DATA TO PROCESS:
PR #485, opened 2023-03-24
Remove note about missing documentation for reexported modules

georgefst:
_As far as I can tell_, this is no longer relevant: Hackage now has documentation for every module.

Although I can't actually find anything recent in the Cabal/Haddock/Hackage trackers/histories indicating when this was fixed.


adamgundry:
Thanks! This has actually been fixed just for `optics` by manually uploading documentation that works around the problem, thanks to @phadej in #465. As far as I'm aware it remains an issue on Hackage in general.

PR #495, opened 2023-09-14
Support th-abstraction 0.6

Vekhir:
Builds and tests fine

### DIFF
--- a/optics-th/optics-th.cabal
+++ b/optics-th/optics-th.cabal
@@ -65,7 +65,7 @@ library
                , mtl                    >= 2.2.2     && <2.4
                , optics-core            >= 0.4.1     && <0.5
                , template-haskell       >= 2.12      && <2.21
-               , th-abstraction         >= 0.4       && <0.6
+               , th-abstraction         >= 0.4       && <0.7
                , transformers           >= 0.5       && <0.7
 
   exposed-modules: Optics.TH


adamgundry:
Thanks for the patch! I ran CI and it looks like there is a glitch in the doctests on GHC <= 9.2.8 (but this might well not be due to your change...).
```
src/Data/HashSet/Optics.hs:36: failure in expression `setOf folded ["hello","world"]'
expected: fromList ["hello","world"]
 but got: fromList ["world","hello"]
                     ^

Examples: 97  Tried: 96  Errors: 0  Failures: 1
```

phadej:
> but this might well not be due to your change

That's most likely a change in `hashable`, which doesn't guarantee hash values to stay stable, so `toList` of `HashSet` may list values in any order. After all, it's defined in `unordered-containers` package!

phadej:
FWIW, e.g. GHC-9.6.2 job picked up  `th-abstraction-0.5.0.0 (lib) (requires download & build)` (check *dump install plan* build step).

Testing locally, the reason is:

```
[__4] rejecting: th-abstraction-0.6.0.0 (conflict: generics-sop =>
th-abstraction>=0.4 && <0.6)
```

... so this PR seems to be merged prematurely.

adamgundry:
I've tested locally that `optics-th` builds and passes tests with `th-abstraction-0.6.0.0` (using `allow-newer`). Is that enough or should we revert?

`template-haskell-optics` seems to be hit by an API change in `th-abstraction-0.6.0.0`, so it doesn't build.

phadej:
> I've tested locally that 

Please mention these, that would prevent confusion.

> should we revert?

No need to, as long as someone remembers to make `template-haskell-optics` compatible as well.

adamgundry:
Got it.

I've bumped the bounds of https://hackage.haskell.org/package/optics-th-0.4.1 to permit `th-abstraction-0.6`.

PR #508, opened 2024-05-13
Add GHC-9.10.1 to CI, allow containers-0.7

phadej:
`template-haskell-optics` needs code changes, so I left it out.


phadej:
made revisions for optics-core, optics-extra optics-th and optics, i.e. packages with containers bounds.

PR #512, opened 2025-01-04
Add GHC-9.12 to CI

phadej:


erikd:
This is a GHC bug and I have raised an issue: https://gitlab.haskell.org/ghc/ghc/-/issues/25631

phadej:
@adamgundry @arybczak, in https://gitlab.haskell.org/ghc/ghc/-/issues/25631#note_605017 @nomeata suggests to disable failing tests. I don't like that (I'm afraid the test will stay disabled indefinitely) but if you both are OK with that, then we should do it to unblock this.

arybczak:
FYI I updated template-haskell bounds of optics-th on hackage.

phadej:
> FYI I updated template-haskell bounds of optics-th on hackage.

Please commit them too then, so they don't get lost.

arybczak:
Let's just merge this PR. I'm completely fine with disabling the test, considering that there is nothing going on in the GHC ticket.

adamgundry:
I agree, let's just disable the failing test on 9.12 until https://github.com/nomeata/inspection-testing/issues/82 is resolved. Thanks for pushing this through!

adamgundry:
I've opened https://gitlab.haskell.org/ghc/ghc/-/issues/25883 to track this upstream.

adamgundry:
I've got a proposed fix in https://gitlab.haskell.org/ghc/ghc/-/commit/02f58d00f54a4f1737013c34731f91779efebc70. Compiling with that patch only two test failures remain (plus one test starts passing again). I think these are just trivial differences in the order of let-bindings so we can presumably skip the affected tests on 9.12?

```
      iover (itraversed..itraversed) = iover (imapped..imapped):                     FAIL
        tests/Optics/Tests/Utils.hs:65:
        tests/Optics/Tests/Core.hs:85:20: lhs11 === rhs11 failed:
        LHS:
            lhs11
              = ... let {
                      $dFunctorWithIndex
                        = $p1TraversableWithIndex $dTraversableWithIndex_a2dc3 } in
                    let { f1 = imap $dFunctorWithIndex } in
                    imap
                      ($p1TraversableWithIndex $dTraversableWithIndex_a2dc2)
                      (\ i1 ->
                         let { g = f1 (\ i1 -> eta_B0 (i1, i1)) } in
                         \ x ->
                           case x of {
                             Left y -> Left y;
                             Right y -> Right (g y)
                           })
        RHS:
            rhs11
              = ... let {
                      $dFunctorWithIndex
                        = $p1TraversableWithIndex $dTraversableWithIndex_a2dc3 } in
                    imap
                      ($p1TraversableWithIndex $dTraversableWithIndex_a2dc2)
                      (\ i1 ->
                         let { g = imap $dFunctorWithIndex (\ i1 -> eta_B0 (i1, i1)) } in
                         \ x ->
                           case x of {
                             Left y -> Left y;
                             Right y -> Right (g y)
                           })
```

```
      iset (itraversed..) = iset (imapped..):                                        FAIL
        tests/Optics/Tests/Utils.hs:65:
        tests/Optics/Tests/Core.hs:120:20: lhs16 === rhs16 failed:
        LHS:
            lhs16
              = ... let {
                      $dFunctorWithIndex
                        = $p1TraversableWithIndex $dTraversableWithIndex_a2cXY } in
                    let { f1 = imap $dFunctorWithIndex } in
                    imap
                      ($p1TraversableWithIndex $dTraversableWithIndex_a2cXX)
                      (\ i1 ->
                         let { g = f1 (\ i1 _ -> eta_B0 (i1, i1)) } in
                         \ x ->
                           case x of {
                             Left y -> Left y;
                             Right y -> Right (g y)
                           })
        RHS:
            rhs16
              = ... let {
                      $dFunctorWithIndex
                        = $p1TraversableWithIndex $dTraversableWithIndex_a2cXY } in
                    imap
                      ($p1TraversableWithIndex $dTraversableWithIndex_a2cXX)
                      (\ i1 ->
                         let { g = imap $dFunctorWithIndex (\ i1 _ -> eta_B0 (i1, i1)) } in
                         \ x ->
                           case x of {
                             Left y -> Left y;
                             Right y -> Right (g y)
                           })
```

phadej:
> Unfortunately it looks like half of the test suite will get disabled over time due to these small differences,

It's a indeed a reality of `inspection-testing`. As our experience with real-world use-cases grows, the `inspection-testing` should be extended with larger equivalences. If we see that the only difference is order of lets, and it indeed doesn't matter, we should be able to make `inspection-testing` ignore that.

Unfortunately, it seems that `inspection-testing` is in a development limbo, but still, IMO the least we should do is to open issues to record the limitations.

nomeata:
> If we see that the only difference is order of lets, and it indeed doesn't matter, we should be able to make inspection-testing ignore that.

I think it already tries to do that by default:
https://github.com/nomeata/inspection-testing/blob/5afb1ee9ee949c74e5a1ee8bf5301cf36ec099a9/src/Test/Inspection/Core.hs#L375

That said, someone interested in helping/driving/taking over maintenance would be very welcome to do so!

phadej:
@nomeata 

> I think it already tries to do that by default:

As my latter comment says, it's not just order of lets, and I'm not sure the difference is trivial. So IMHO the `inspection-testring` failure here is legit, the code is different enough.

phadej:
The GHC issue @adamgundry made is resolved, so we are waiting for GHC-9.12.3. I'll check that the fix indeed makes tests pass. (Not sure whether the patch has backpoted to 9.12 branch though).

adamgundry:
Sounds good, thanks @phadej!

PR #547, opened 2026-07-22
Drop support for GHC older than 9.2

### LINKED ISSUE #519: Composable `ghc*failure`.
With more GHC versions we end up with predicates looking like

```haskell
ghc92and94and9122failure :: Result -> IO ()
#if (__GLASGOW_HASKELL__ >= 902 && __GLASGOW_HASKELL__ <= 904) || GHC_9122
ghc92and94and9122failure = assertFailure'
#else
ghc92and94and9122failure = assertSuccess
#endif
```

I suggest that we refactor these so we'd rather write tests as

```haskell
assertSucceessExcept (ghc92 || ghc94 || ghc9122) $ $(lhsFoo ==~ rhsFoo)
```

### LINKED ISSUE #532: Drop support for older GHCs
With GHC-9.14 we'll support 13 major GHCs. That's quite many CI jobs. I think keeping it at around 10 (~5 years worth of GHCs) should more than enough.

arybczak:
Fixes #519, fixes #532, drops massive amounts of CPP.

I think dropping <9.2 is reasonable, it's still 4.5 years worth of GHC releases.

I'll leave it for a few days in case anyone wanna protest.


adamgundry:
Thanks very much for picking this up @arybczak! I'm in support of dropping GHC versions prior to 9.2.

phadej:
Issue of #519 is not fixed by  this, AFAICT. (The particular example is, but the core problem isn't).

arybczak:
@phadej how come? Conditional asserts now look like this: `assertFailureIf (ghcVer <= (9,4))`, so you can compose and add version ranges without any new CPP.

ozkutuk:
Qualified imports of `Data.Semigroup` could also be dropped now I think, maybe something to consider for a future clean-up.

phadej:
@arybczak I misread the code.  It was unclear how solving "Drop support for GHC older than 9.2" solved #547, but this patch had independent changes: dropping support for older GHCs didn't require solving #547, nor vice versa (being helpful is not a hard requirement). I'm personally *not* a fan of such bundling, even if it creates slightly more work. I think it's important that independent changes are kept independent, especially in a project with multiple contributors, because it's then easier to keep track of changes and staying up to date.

BRIEF: Check each line of the records above for the word "fromList" and report how many lines have it, as a number only.

EXERCISE RESPONSE: 2